What you give back should be exactly the opening lines of the data, ending with the line that contains "- Add an option" and including it.

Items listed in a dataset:
--- START ---

PR #34, opened 2016-09-26
Add replaceOrCreate 

jannyHou:
Connect to strongloop-internal/scrum-loopback#991

- [x] Add function `replaceOrCreate`
  - Almost copy from `updateOrCreate`, which is actually doing replace not update.
  - At the end of the function, return data got from db.

- [x] Add function `replaceById`
  - Add an option `upsert` in function `create`, check id exist if `upsert === false`, default value is undefined.
  - `replaceById` will eventually call `replaceOrCreate` with option `upsert === false`

### DIFF
--- a/lib/cloudant.js
+++ b/lib/cloudant.js
@@ -140,19 +140,18 @@ Cloudant.prototype.fromDB = function(modelName, modelObject, doc) {
 };
 
 /**
- * Create a new model instance for the given data
+ * Insert a model instance
  *
  * @param {String} model The model name
  * @param {Object} data The model data
  * @param {Function} [cb] The cb function
  */
-Cloudant.prototype.create = function(model, data, options, cb) {
-  debug('Cloudant.prototype.create %j %j %j ', model, data, options);
+Cloudant.prototype._insert = function(model, data, cb) {
   var self = this;
   var idName = self.idName(model);
   var mo = self.selectModel(model);
   mo.db.insert(self.toDB(model, mo, data), function(err, result) {
-    debug('Cloudant.prototype.create insert %j %j', err, result);
+    debug('Cloudant.prototype.insert %j %j', err, result);
     if (err) {
       if (err.statusCode === 409) {
         err.message = err.message + ' (duplicate?)';
@@ -162,6 +161,18 @@ Cloudant.prototype.create = function(model, data, options, cb) {
     data[idName] = result.id;
     cb(null, result.id);
   });
+};
+
+/**
+ * Create a new model instance for the given data
+ *
+ * @param {String} model The model name
+ * @param {Object} data The model data
+ * @param {Function} [cb] The cb function
+ */
+Cloudant.prototype.create = function(model, data, options, cb) {
+  debug('Cloudant.prototype.create %j %j %j ', model, data, options);
+  this._insert(model, data, cb);
 };
 
 /**
@@ -576,6 +587,75 @@ Cloudant.prototype.ping = function(cb) {
     debug('Cloudant.prototype.ping results %j %j', err, result);
     if (err) cb('ping failed');
     else cb();
+  });
+};
+
+/**
+ * Replace if the model instance exists with the same id or create a
+ * new instance
+ *
+ * @param {String} model The model name
+ * @param {Object} data The model instance data
+ * @param {Function} [cb] The callback function
+ */
+Cloudant.prototype.replaceOrCreate = function replaceOrCreate(
+  model, data, options, cb) {
+  debug('Cloudant.prototype.replaceOrCreate %j %j', model, data);
+  var self = this;
+  var idName = self.idName(model);
+  var mo = self.selectModel(model);
+
+  var id = data[idName];
+  if (id) {
+    self.getCurrentRevision(model, id, function(err, rev) {
+      if (err) return cb(err);
+      if (rev) data._rev = rev;
+      self._insert(model, data, function(err) {
+        if (err) return cb(err);
+        mo.db.get(id, function(err, doc) {
+          if (err) return cb(err);
+          cb(err, self.fromDB(model, mo, doc), {isNewInstance: !rev});
+        });
+      });
+    });
+  } else {
+    self.create(model, data, options, function(err, id) {
+      if (err) return cb(err);
+      mo.db.get(id, function(err, doc) {
+        if (err) return cb(err);
+        cb(err, self.fromDB(model, mo, doc), {isNewInstance: true});
+      });
+    });
+  }
+};
+
+/**
+ * Replace properties for the model instance data
+ * @param {String} model The name of the model
+ * @param {*} id The instance id
+ * @param {Object} data The model data
+ * @param {Object} options The options object
+ * @param {Function} [cb] The callback function
+ */
+
+Cloudant.prototype.replaceById = function replaceById(
+  model, id, data, options, cb) {
+  debug('Cloudant.prototype.replaceById %j %j %j', model, id, data);
+  var self = this;
+  var mo = self.selectModel(model);
+  var idName = self.idName(model);
+  data[idName] = id;
+
+  self.getCurrentRevision(model, id, function(err, rev) {
+    if (err) return cb(err);
+    if (rev) data._rev = rev;
+    self._insert(model, data, function(err, id) {
+      if (err) return cb(err);
+      mo.db.get(id, function(err, doc) {
+        if (err) return cb(err);
+        cb(null, self.fromDB(model, mo, doc));
+      });
+    });
   });
 };
 
--- a/test/cloudant.test.js
+++ b/test/cloudant.test.js
@@ -1,0 +1,113 @@
+// Copyright IBM Corp. 2016. All Rights Reserved.
+// Node module: loopback-connector-cloudant
+// This file is licensed under the Artistic License 2.0.
+// License text available at https://opensource.org/licenses/Artistic-2.0
+
+// Comment test cases to get CI pass,
+// will recover them when CI config done
+
+'use strict';
+
+var should = require('should');
+var describe = require('./describe');
+var db, Product;
+
+describe('cloudant connector', function() {
+  before(function(done) {
+    db = getDataSource();
+
+    Product = db.define('Product', {
+      name: {type: String},
+      description: {type: String},
+      price: {type: Number},
+    }, {forceId: false});
+
+    Product.destroyAll(function(err) {
+      done();
+    });
+  });
+
+  describe('replaceOrCreate', function() {
+    it('should replace a model instance if the passing key already exists',
+      function(done) {
+        Product.create({
+          id: 1,
+          name: 'bread',
+          price: 100,
+          undefinedProperty: 'ShouldBeRemoved',
+        }, function(err, product) {
+          if (err) return done(err);
+          Product.replaceOrCreate({
+            id: product.id,
+            name: 'milk',
+          }, function(err, updatedProduct) {
+            if (err) return done(err);
+            verifyUpdatedData(updatedProduct);
+          });
+        });
+
+        function verifyUpdatedData(data) {
+          // Verify callback data
+          should.exist(data.id);
+          should.not.exist(data.price);
+          // Should remove extraneous properties not defined in the model
+          should.not.exist(data.undefinedProperty);
+          data.name.should.be.equal('milk');
+
+          // Verify DB data
+          verifyDBData(data.id);
+        };
+
+        function verifyDBData(id) {
+          Product.findById(id, function(err, data) {
+            if (err) return done(err);
+            should.not.exist(data.price);
+            should.not.exist(data.undefinedProperty);
+            data.name.should.be.equal('milk');
+            done();
+          });
+        };
+      });
+  });
+
+  describe('replaceById', function() {
+    it('should replace the model instance if the provided key already exists',
+      function(done) {
+        Product.create({
+          id: 2,
+          name: 'bread',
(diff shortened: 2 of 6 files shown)


jannyHou:
@Amir-61 @bajtos PTAL. Thanks :)  Details see comment above.

lib/cloudant.js
```diff
@@ -580,6 +590,59 @@ Cloudant.prototype.ping = function(cb) {
...
+ * @param {Object} data The model data
+ * @param {Object} options The options object
+ * @param {Function} [cb] The callback function
+ */
+
+Cloudant.prototype.replaceById = function replaceById(
+  model, id, data, options, cb) {
+  data.id = id,
+  options.upsert = false;
+  this.replaceOrCreate(model, data, options, cb);
```
Amir-61: I'm not sure if this is the valid logic...
Shouldn't `replaceById` has its own implementation instead of a wrapper method around `replaceOrCreate`? In other words I do not think if `replaceById`should create the instance if it does not exist (that would be the logic for `replaceOrCreate`)

test/cloudant.test.js
```diff
@@ -0,0 +1,114 @@
...
+
+// Comment test cases to get CI pass,
+// will recover them when CI config done
+
+'use strict';
+
+var should = require('should');
+var db, Product;
+
+describe.skip('cloudant connector', function() {
```
Amir-61: Is there any reason why you are skipping the tests?

lib/cloudant.js
```diff
@@ -580,6 +590,59 @@ Cloudant.prototype.ping = function(cb) {
...
+    });
+  } else {
+    self.create(model, data, options, function(err, id) {
+      if (err) return cb(err);
+      self.findById(model, data.id, {}, function(err, result) {
+        if (err) return cb(err);
+        cb(err, result, {isNewInstance: true});
+      });
+    });
+  }
```
Amir-61: I'm afraid I'm not familiar with cloundantDB; but AFICT this code is prone to race condition; however, I see they have used the same pattern for other methods as well... So you may land it this way and fix these race conditions with future PRs for `replaceOrCreate` and other methods where there are race conditions

test/cloudant.test.js
```diff
@@ -0,0 +1,114 @@
...
+  describe('replaceOrCreate', function() {
+    it('should replace a model instance if the passing key already exists',
+      function(done) {
+        Product.create({
+          id: 1,
+          name: 'bread',
+          price: 100,
+          undefinedProperty: 'ShouldBeRemoved',
+        }, function(err, product) {
+          console.log('create====== ', err);
```
Amir-61: What is this console.log? Shouldn't you remove it?

test/cloudant.test.js
```diff
@@ -0,0 +1,114 @@
...
+          if (err) return done(err);
+          Product.replaceOrCreate({
+            id: product.id,
+            name: 'milk',
+          }, function(err, updatedProduct) {
+          	 console.log('replace====== ', err);
```
Amir-61: ditoo

test/cloudant.test.js
```diff
@@ -0,0 +1,114 @@
...
+          if (err) return done(err);
+          Product.replaceById(product.id, {name: 'apple'},
+            function(err, updatedProduct) {
+              if (err) return done(err);
+              verifyUpdatedData(updatedProduct);
+            });
+        });
+
+        function verifyUpdatedData(data) {
+	      // Verify callback data
```
Amir-61: Indentation is off; please fix it

lib/cloudant.js
Amir-61: >In other words <del>I do not think if replaceByIdshould create the instance if it does not exist</del> (that would be the logic for replaceOrCreate

Oh I just noticed you are using `options.upsert = false;`

lib/cloudant.js
```diff
@@ -580,6 +590,59 @@ Cloudant.prototype.ping = function(cb) {
...
+ * @param {String} model The name of the model
+ * @param {*} id The instance id
+ * @param {Object} data The model data
+ * @param {Object} options The options object
+ * @param {Function} [cb] The callback function
+ */
+
+Cloudant.prototype.replaceById = function replaceById(
+  model, id, data, options, cb) {
+  data.id = id,
```
jannyHou: Thanks will try `self.idName()`

test/cloudant.test.js
jannyHou: All tests are skipped atm. CI is not setup yet.

lib/cloudant.js
jannyHou: I create a bug issue to track race condition fix: https://github.com/strongloop/loopback-connector-cloudant/issues/38

Will provide more details when someone get chance to work on it.

lib/cloudant.js
```diff
@@ -151,17 +151,27 @@ Cloudant.prototype.create = function(model, data, options, cb) {
   var self = this;
   var idName = self.idName(model);
   var mo = self.selectModel(model);
-  mo.db.insert(self.toDB(model, mo, data), function(err, result) {
-    debug('Cloudant.prototype.create insert %j %j', err, result);
-    if (err) {
-      if (err.statusCode === 409) {
-        err.message = err.message + ' (duplicate?)';
+  if (options.upsert === false) {
+    self.findById(model, data.id, {}, function(err) {
```
bajtos: I find this confusing. Why is `create` method querying the database? What if `data.id` is not set, because it's auto-generated by the database? 

The property name `id` should not be hard-coded.

`Cloudant.prototype.create` is a public method used by DAO method in juggler. I don't think it's a good idea to add `options.support` to a method like this, because now users can do something like this:

```
Product.create({name: 'Pen' }, { upsert: false }, cb);
```

(No other connectors support `options.upsert` in `create` to my best knowledge.)

lib/cloudant.js
bajtos: This looks suspicious to me too. IIUC, `replaceOrCreate` will call `create` under the hood, which will in turn call `findById` and `insertData`. That is defying one of the goals of `replaceId`, which is to get rid of the extra `findById` query.

I would much more prefer to see `replaceById` calling directly `insertData` (or similar).

test/cloudant.test.js
bajtos: Can we use the approach where the tests are skipped only when running on CI, so that developers running the `npm test` locally can still see test results?

See https://github.com/strongloop/loopback-connector-informix/pull/9/files

jannyHou: > Can we use the approach where the tests are skipped only when running on CI, so that developers running the npm test locally can still see test results?

Sounds Good.

lib/cloudant.js
jannyHou: @bajtos I get the idea from mongodb:

`MongoDB.prototype.replaceById` uses an option `upsert` to decide check id existed or not, see:
https://github.com/strongloop/loopback-connector-mongodb/blob/master/lib/mongodb.js#L962

But true, since Cloudant.prototype.create is a public method used by DAO it's dangers to expose that option...

jannyHou:
Update:

- [ ] Added a new private function `Cloudant.prototype._insert()`
- [ ] `create()` and `replacById` both call `_insert()` and `replaceOrCreate()` calls `create()`

@bajtos PTAL again. Thanks!

cc @Amir-61

lib/cloudant.js
```diff
@@ -140,19 +140,18 @@ Cloudant.prototype.fromDB = function(modelName, modelObject, doc) {
...
  */
-Cloudant.prototype.create = function(model, data, options, cb) {
-  debug('Cloudant.prototype.create %j %j %j ', model, data, options);
+Cloudant.prototype._insert = function(model, data, cb) {
   var self = this;
   var idName = self.idName(model);
   var mo = self.selectModel(model);
   mo.db.insert(self.toDB(model, mo, data), function(err, result) {
-    debug('Cloudant.prototype.create insert %j %j', err, result);
+    debug('Cloudant.prototype.insert %j %j', err, result);
```
Amir-61: Nitpick:

I would probably make them more explicit like:
```
debug('Cloudant.prototype._insert err:%j, result: %j', err, result);
```

Please feel free to ignore it

lib/cloudant.js
```diff
@@ -637,9 +641,22 @@ Cloudant.prototype.replaceOrCreate = function replaceOrCreate(
...
+  debug('Cloudant.prototype.replaceById %j %j %j', model, id, data);
+  var self = this;
+  var mo = self.selectModel(model);
+  var idName = self.idName(model);
+  data[idName] = id;
+
+  self.getCurrentRevision(model, id, function(err, rev) {
+    if (err) return cb(err);
+    if (rev) data._rev = rev;
+    self._insert(model, data, function(err, id) {
```
Amir-61: Shouldn't you check `err` here as well?

Amir-61: I mean:
```
if (err) return cb(err);
```

lib/cloudant.js
```diff
@@ -165,6 +164,19 @@ Cloudant.prototype.create = function(model, data, options, cb) {
...
+ * Create a new model instance for the given data
+ *
+ * @param {String} model The model name
+ * @param {Object} data The model data
+ * @param {Function} [cb] The cb function
+ */
+Cloudant.prototype.create = function(model, data, options, cb) {
+  debug('Cloudant.prototype.create %j %j %j ', model, data, options);
+  var self = this;
+  self._insert(model, data, cb);
```
Amir-61: Can we change:
```
  var self = this;
  self._insert(model, data, cb);
```
to:
```
  this._insert(model, data, cb);
```

lib/cloudant.js
jannyHou: Good catch. added

lib/cloudant.js
jannyHou: I will submit a pr to reword debug msg to provide more details. But it's out of the scope of this pr lol. Thanks.

lib/cloudant.js
jannyHou: The original implementation ignores options while I think in the future we should take care of it, so maybe at that time we will need var self = this.

But thanks now i will change to the simple one.

lib/cloudant.js
```diff
@@ -580,6 +591,75 @@ Cloudant.prototype.ping = function(cb) {
...
+  var self = this;
+  var idName = self.idName(model);
+  var mo = self.selectModel(model);
+
+  var id = data[idName];
+  if (id) {
+    self.getCurrentRevision(model, id, function(err, rev) {
+      if (err) return cb(err);
+      if (rev) data._rev = rev;
+      self.create(model, data, options, function(err) {
```
bajtos: Should we call `this._insert` instead?

test/cloudant.test.js
```diff
@@ -0,0 +1,113 @@
...
+          if (err) return done(err);
+          Product.replaceById(product.id, {name: 'apple'},
+            function(err, updatedProduct) {
+              if (err) return done(err);
+              verifyUpdatedData(updatedProduct);
+            });
+        });
+
+        function verifyUpdatedData(data) {
+        // Verify callback data
```
bajtos: Nitpick: the indentation of this comment is wrong, same applies to the two comments below.

test/imported.test.js
```diff
@@ -6,14 +6,15 @@
...
+    require('./init.js');
+  });
 
-//   require ('loopback-datasource-juggler/test/include.test.js');
-//   require ('loopback-datasource-juggler/test/crud-with-options.test.js');
-//   require ('loopback-datasource-juggler/test/common.batch.js');
-// });
+  require ('loopback-datasource-juggler/test/include.test.js');
+  require ('loopback-datasource-juggler/test/crud-with-options.test.js');
+  require ('loopback-datasource-juggler/test/common.batch.js');
```
bajtos: It's outside of scope of this pull request, but the "imported features" suite should include tests for operation hooks too. See e.g. https://github.com/strongloop/loopback-connector-mysql/blob/18cffb98ab5a90b8e728019de2b9b050fdc8a383/test/persistence-hooks.test.js

lib/cloudant.js
jannyHou: Now they are almost same, but true `replaceOrCreate` should keep identity to `this._insert()` instead of `this.create()`. Will change it.

jannyHou:
Feedbacks applied. @Amir-61  PTAL again :) Thanks.

bajtos:
@jannyHou Please rebase the branch on top of the latest master.

test/regexp.test.js
```diff
@@ -6,65 +6,66 @@
...
+  var Foo;
+  var N = 10;
+  before(function(done) {
+    db = getSchema();
+    Foo = db.define('Foo', {
+      bar: {type: String, index: true},
+    });
+    db.automigrate(done);
+  });
+  it('create some foo', function(done) {
```
Amir-61: * Missing `s`; it should be:
`creates some foo`
* Also I would use a more meaningful name than `foo`and `bar`

This comment applies for all your tests

Please feel free to ignore it.

Amir-61:
Please squash all commits as one single commit and rebase it on top of master and it seems you need to deal with some merge conflicts. LGTM.

test/regexp.test.js
jannyHou: Sorry this is not committed me...I created an issue to improve the debug and test case message: https://github.com/strongloop/loopback-connector-cloudant/issues/42

I will track all refactor related things there.
Won't make the change in this pr though, out of the scope, it's not a big job but if we keep focusing on similar things then the pr will do endless change lol.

--- END ---

RESPONSE TO THIS EXERCISE:
PR #34, opened 2016-09-26
Add replaceOrCreate 

jannyHou:
Connect to strongloop-internal/scrum-loopback#991

- [x] Add function `replaceOrCreate`
  - Almost copy from `updateOrCreate`, which is actually doing replace not update.
  - At the end of the function, return data got from db.

- [x] Add function `replaceById`
  - Add an option `upsert` in function `create`, check id exist if `upsert === false`, default value is undefined.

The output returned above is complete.